Phosphonylated Acetylcholinesterase as Transition State Analogs: The Anticholinesterase Properties of Halomethylphosphonates

Abstract

The CH₃P(O) moiety of methylphosphonates of the type CH₃P(O) (OR) X,I, may play an important role in the effective binding to the appropriate hydrophobic patch in the active site of acetylchlinesterase (AChE), in analogous manner to the acetyl residue, CH₃C(O), of the substrate acetylcholine which determines substrate specificity. Since the substitution of halide atom for hydrogen in I is expected to introduce electronic, steric and hydrophobic changes, it was interesting to study the effect of such a substitution on both the inhibition of AChE and the stabilily of the phosphonylated enzyme. A significant decrease in the stability of the enzyme conjugates, YCH₂P(O)?(OisoPr)O?AChE (Y=Cl, Br, I) was observed in terms of an increase in the rate constants of the spontaneous and induced reactivations as well as the aging process relative to the non-substituted molecule where Y=H. The electron withdrawal effect of the halogen atom alone, cannot explain the changes in the anti-ChE properties of the halomethylphosphonates when compared to the non-substituted inhibitor.

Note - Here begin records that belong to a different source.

PR #5551, opened 2025-08-04
[FIX] fix handling of regions names and indices by label maskers

### LINKED ISSUE #5542: [BUG] inconsistency between `region_ids_` and `region_names_` generated by `NiftiLabelsMasker` when not passing `labels`

### Operating system

- [x] Linux
- [ ] Mac
- [ ] Windows

### Operating system version

Linux Ubuntu 24.10

### Python version

- [ ] 3.13
- [ ] 3.12
- [ ] 3.11
- [x] 3.10
- [ ] 3.9

### nilearn version

`0.12.0`

### Expected behavior

When not providing labels, the masker will autogenerate `region_ids_` and `region_names_`, and I would expect:
```
>> masker.region_ids_
{0: 0.0, 1: 1.0, 2: 2.0}

>> masker.region_names_
{1: '1.0', 2: '2.0'}
```

But this is what I got:

```
>> masker.region_ids_
{0: 0.0, 1: 1.0, 2: 2.0}

>> masker.region_names_
{1: '0.0', 2: '1.0'}
```

```python

import numpy as np

# create a label image with two regions
atlas = np.zeros((8, 8, 8))
atlas[4, 4, 3:5] = 1
atlas[4, 4, 5:7] = 2
atlas = Nifti1Image(atlas, np.eye(4))

# fit the masker
masker = NiftiLabelsMasker(labels_img=atlas).fit()
masker_with_labels = NiftiLabelsMasker(labels_img=atlas, labels=['1', '2']).fit()
```

### LINKED ISSUE #5544: [BUG] NiftiLabelsMasker's region_ids_ and region_names_ keys do not match signals array

### Operating system

- [ ] Linux
- [x] Mac
- [ ] Windows

### Operating system version

- Mac OS Version 15.5 "Sequoia"

### Python version

- [ ] 3.13
- [ ] 3.12
- [ ] 3.11
- [ ] 3.10
- [x] 3.9

### nilearn version

0.12.0, but replicated on 0.12.1.dev31+g8789531e9

### Expected behavior

Based on the NiftiLabelsMasker docstring, I would expect `masker.region_ids_[0]` to equal the value of the first parcel in the atlas image (3).

`masker.region_ids_.keys()` and `masker.region_names_.keys()` are both equal to [2, 3, 4] instead of [0, 1, 2]. I think this is because the keys come from the index (not the 'index' column, just the index) of the `lut` after removing rows for parcels that don't exist in the atlas image. I think just resetting the index of the `lut` DataFrame after removing missing parcels would fix the issue, but I could be wrong.

```python
import nibabel as nb
import numpy as np
import pandas as pd

# Create an atlas that is missing the first two regions due to resampling
arr = np.zeros((3, 3, 3))
arr[0, 0, 0] = 3
arr[0, 0, 1] = 4
arr[0, 0, 2] = 5
atlas_img = nb.Nifti1Image(arr.astype(np.int32), np.eye(4))
lut = pd.DataFrame(
    columns=['index', 'name'],
    data=[[1, 'Region A'], [2, 'Region B'], [3, 'Region C'], [4, 'Region D'], [5, 'Region E']],
)

masker = NiftiLabelsMasker(atlas_img, lut=lut)
signals = masker.fit_transform(atlas_img)
# I would expect keys of these dicts to be 0, 1, 2 (index into signals array)
print(masker.region_ids_)
print(masker.region_names_)
print(signals.shape)
```
This outputs:

```
{2: 3, 3: 4, 4: 5}
{2: 'Region C', 3: 'Region D', 4: 'Region E'}
(3,)
```

Remi-Gau:
- Closes #5542
- Closes #5544

- [x] fix handling of regions names and indices
- [x] update changelog
- [x] fix similar issues for surface label masker
- [x] make sure any old behavior (before LUT was introduced) with too many / few labels are conserved


nilearn/maskers/tests/test_nifti_labels_masker.py
```diff
@@ -695,6 +695,94 @@ def test_region_names(
...
 
 
+def test_regions_id_names_no_labels_no_lut(affine_eye):
+    """Check match between id and names.
+
+    Regression test for https://github.com/nilearn/nilearn/issues/5542.
+    """
+    atlas = np.zeros((8, 8, 8))
+    atlas[4, 4, 3:5] = 1
+    atlas[4, 4, 5:7] = 2
```
tsalo: One element that I think is important in both the tests and documentation is how non-consecutive values are treated/expected to be treated.

For example, with an atlas with values 3, 4, 5 and five labels, I expected the masker to use the third, fourth, and fifth labels (i.e., assuming that the values 1 and 2 were dropped due to resampling or something). @dangom expected the masker to use the first, second, and third labels instead.

@dangom's expectation makes more sense in a lot of ways, since many atlases don't have consecutive values and can go up to very high values, and you wouldn't want to have to fill out your list of labels with hundreds of Nones. On the other hand, that requires more work from users if they have an initial list of labels, but have to do resampling/warping prior to applying the mask that might eliminate some of the parcels.

Remi-Gau: if the user is expecting a certain mapping between values and names (or missing values) then they should pass an lut: way easier and less ambiguous

in theory the masker should warn you when some labels go missing because of resampling

bthirion (approved):

nilearn/maskers/tests/test_nifti_labels_masker.py
tsalo: I agree that using an lut is better, but I think the documentation and tests should still make it clear what will happen if you use labels.

nilearn/_utils/bids.py
```diff
@@ -12,7 +12,7 @@
 
 
 def generate_atlas_look_up_table(
-    function=None, name=None, index=None, strict=False
+    function=None, name=None, index=None, strict=False, background_label=None
```
hndgzkn, line 10: Doctring for `background_label` could be added.

hndgzkn (approved):
A part from a minor comment, seems Ok to me.

nilearn/maskers/tests/test_nifti_labels_masker.py
```diff
@@ -580,6 +582,304 @@ def test_nifti_labels_masker_with_mask(
     assert np.allclose(get_data(masker.region_atlas_), masked_labels_data)
 
 
+def generate_labels(n_regions, background=""):
+    """Create list of strings to use as labels."""
+    labels = []
+    if background:
+        labels.append(background)
+    labels.extend([f"region_{i + 1!s}" for i in range(n_regions)])
+    return labels
```
Remi-Gau: moved up

nilearn/maskers/tests/test_nifti_labels_masker.py
```diff
@@ -580,6 +582,304 @@ def test_nifti_labels_masker_with_mask(
...
+
+
+def generate_expected_lut(region_names):
+    """Generate a look up table based on a list of regions names."""
+    if "background" in region_names:
+        idx = region_names.index("background")
+        region_names[idx] = "Background"
+    return pd.DataFrame(
+        {"name": region_names, "index": list(range(len(region_names)))}
+    )
```
Remi-Gau: moved up

nilearn/maskers/tests/test_nifti_labels_masker.py
```diff
@@ -580,6 +582,304 @@ def test_nifti_labels_masker_with_mask(
...
+
+
+def check_region_names_after_fit(
```
Remi-Gau, line 605: moved up

nilearn/maskers/tests/test_nifti_labels_masker.py
```diff
@@ -580,6 +582,304 @@ def test_nifti_labels_masker_with_mask(
...
+        ]
+        region_names_after_fit.sort()
+        region_names.sort()
+        if background:
+            region_names = deepcopy(region_names)
+            region_names.pop(region_names.index(background))
+        assert region_names_after_fit == region_names
+
+
+def check_lut(masker, expected_lut):
```
Remi-Gau: moved up

nilearn/maskers/tests/test_nifti_labels_masker.py
```diff
@@ -580,6 +582,304 @@ def test_nifti_labels_masker_with_mask(
...
+    assert "Background" in masker.lut_["name"].to_list()
+    pd.testing.assert_series_equal(
+        masker.lut_["index"], expected_lut["index"], check_dtype=False
+    )
+    pd.testing.assert_series_equal(
+        masker.lut_["name"], expected_lut["name"], check_dtype=False
+    )
+
+
+def check_region_names_ids_match_after_fit(
```
Remi-Gau, line 674: moved up

nilearn/maskers/tests/test_nifti_labels_masker.py
Remi-Gau: there were already a few tests checking behavior of passing labels:
- too many labels
- non consecutive indices / labels
Added one for too few labels.

Made sure we have the same when passing LUT and that the behavior when passing LUT or labels was the same.

Tried to update the doc strings for labels and lut too.

Remi-Gau: the diff got much bigger in part because I moved some utility function in a test file

tsalo:
I checked out your branch locally and tested my code from #5544. The results are slightly different, but not what I expected.

The code mocks up an atlas with values of 0, 3, 4, and 5, along with an lut that covers values of 1 through 5 (Regions A through E).

The old results:
```
masker.region_ids_: {2: 3, 3: 4, 4: 5}
masker.region_names_: {2: 'Region C', 3: 'Region D', 4: 'Region E'}
signals.shape: (3,)
```

The new results:
```
masker.region_ids_: {0: 0, 3: 3, 4: 4, 5: 5}
masker.region_names_: {3: 'Region C', 4: 'Region D', 5: 'Region E'}
signals.shape: (3,)
```

What I expected:
```
masker.region_ids_: {0: 3, 1: 4, 2: 5}
masker.region_names_: {0: 'Region C', 1: 'Region D', 2: 'Region E'}
signals.shape: (3,)
```

The key thing here is that I would expect the keys from `masker.region_ids_` and `masker.region_names_` to be indices into the `signals` array, but they're instead the values of the parcels in the atlas. If my expectation is wrong then that's fine, but the descriptions of `region_ids_` and `region_names_` in the docstring seem to imply that it should be (assuming `region_signal` refers to the `signals` array returned by `masker.transform()`).

```
region_ids_
    Return dictionary containing the region ids corresponding
    to each column in the array returned by `transform`.

    The region id corresponding to ``region_signal[:,i]`` is ``region_ids_[i]``.
    ``region_ids_['background']`` is the background label.

region_names_
    Return a dictionary containing the region names corresponding
    to each column in the array returned by `transform`.

    The region names correspond to the labels provided in labels in input.
    The region name corresponding to ``region_signal[:,i]`` is ``region_names_[i]``.
```

Remi-Gau:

These results are in accord with the view that the phosphonylated enzyme may be considered as a transition-state analog for the hydrolysis of an acylated enzyme(Ashani and Green in “Studies in Organic Chemistry”, pp 169–188, Vol 10, Elsevier, 1981). It is further concluded that in contrast to the OP-AChE conjugates the OP themselves cannot be rationalized in terms of transition-state analogs.